Таясь только улыбнулась в ответ счастливой улыбкой.

Но радость их вскоре и угасла, как, бывает, угасает с первым же ударом мороза едва появившийся весной ручеек… Примерно через неделю задержка у Таясь кончилась, и она поняла, что не будет у нее ребенка и на этот раз, и, похоже, теперь уже никогда не будет…

Арсин еще не видел жену такой тихой, такой подавленной, безразличной ко всему на свете. Она вдруг словно утратила интерес к самой жизни. В постель теперь ложилась как мертвая — ляжет и лежит неподвижно, даже дыхания не слышно. Но, как случайно обнаружил Арсин, ночами она не спала, ворочалась с бока на бок, тяжело вздыхала: видно, все время думала о чем-то…
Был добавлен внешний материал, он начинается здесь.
PR #3706, opened 2026-07-09
Provide early feedback when Agama start takes too long time

lslezak:
## Problem

- https://bugzilla.suse.com/show_bug.cgi?id=1270014
- No visual feedback when initializing the Agama server takes too long time
- There is just an empty grey screen
agama-init

## Solution

- Generate a separate HTML page which just shows a loading indicator (currently just a simple `<Spinner>` component but I guess @dgdavid can improve this :smiley: )
- Improve the  GNOME kiosk script so if Agama does not start in the limit the script starts the Firefox browser displaying the loading page.
- Use the `file://` protocol for the loading page so it does not need a running web server (Agama is not ready yet, starting yet another web server is an overkill).
- When Agama finally accepts connections the browser with the loading page is restarted with the standard Agama page.

[agama-early-feedback.webm](https://github.com/user-attachments/assets/b1064417-71cd-43dc-aee9-743c38fcc1e8)

## Testing

- Tested manually
- The testing ISO image is available at https://download.opensuse.org/repositories/systemsmanagement:/Agama:/branches:/early-feedback/images/iso/

## Notes

- This is just a proof of concept and needs some improvements.
- This is rather a quick workaround, we should find a proper solution for the long storage initialization in 16.2.

## TODO

- [ ] Remove the testing `sleep` before merging this change!

### DIFF
--- a/live/live-root/root/.local/bin/gnome-kiosk-script
+++ b/live/live-root/root/.local/bin/gnome-kiosk-script
@@ -10,7 +10,7 @@ PREFS=$HOME/.mozilla/firefox/profile/user.js
 LANG_FILE=/sys/firmware/efi/efivars/PlatformLang-8be4df61-93ca-11d2-aa0d-00e098032b8c
 
 # file exists and is not empty
-if [ -s  "$LANG_FILE" ]; then
+if [ -s "$LANG_FILE" ]; then
   # skip the first 4 bytes (the EFI attributes), keep only the characters allowed in a language code,
   # especially remove the trailing null byte
   EFI_LANG=$(cat "$LANG_FILE" | tail -c +5 | tr -cd "[_a-zA-Z-]")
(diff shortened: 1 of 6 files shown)


dgdavid:
> * Generate a separate HTML page which just shows a loading indicator (currently just a simple `<Spinner>` component but I guess @dgdavid can improve this 😃 )

That separated HTML page served without webserver is a good idea. Also, opting for the spinner is the only thing we can provide at this point because of string freeze, but something to change as soon as possible for something more explicitly like _Starting the installer. This may take a moment..._

Reasoning, this is not the typical, usually quick, loading use case. The server is indeed not up, then displaying the right feedback, when possible, is more than desired.

Thanks a lot for adding this to avoid users get impatient.

imobachgs:
> > * Generate a separate HTML page which just shows a loading indicator (currently just a simple `<Spinner>` component but I guess @dgdavid can improve this 😃 )
> 
> That separated HTML page served without webserver is a good idea. Also, opting for the spinner is the only thing we can provide at this point because of string freeze, but something to change as soon as possible for something more explicitly like _Starting the installer. This may take a moment..._
> 
> Reasoning, this is not the typical, usually quick, loading use case. The server is indeed not up, then displaying the right feedback, when possible, is more than desired.
> 
> Thanks a lot for adding this to avoid users get impatient.

I am not sure about the overall approach. I would rather prefer the web server to start listening from the very beginning, so we do not need this page (we are working on that). However, I like this approach to display an error when the web server is not even able to start.

imobachgs:
#3720 introduced some changes to start listening as soon as possible, so this change is not needed anymore. However, we might consider something similar when `agama-web-server` crashes during initialization.

lslezak:
For handling a service crash the systemd service can use the [ExecStopPost](https://www.freedesktop.org/software/systemd/man/latest/systemd.service.html#ExecStopPost=) option in the unit file.

lslezak:
Closing this, #3720 solves the problem in a better way.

Так продолжалось, наверное, дней десять, а потом Таясь снова очнулась от своего забытья. Однажды вечером она легла в постель много позже обычного и, убедившись, что Арсин еще не спит, долго ворочалась, будто лежала на колючих еловых лапах, покряхтывала, тяжело вздыхала и вдруг, не поворачиваясь к нему, сказала каким-то чужим голосом:

— Не спишь, Арсин? Все поговорить с тобой хочу — как дальше-то жить будем?

Сердце его сжалось от той муки, которую услышал он за этими словами, муки, которую носила она в себе все эти дни. Но спросил бодро, делая вид, что не понимает, о чем она.

— Что значит как? — и успокаивающе положил ей на плечо руку. — Как жили, так и будем жить…

— Ты же знаешь, Арсин, про что я… Как мы без ребеночка-то жить будем?

— А-а, — протянул Арсин, выгадывая время. — Вот ты о чем…

— Да, Арсин, да. Об этом. О том, сможем ли мы прожить без ребенка! — Она откинула теплую ягушку, придвинулась ближе и, оперевшись на локоть, пристально посмотрела ему в лицо, на которое падали тусклые отблески печного огня, — Таясь любила натопить на ночь как следует. — Я понимаю, Арсин, конечно, трудно говорить об этом… Ты ведь прекрасно знаешь, что я, я во всем виновата. Ты ничего не скажешь, но я ж не безмозглая, я ведь нутром чувствую, как тебе ребенка хочется. Да и не слепая я, вижу, когда приходим к подруге моей Уят Нэ, как у тебя сразу при взгляде на ребятишек глаза загораются. Словно солнцем вспыхивают. Вспыхнут, а потом черная темь, как туча, на глаза твои набежит… Только я это вижу и только я знаю, отчего так… — Она горестно вздохнула и быстро провела рукой по глазам. — Знал бы ты, какая зависть меня охватывает, когда ты ее ребенка берешь на руки… Ох как бы я хотела, чтобы это был мой ребенок! Мой и твой, Арсин. Как я просила ребеночка у Куркут Ики — Бога Жизни, как просила! — Она еле сдерживала рыдания, и Арсин попытался успокоить ее.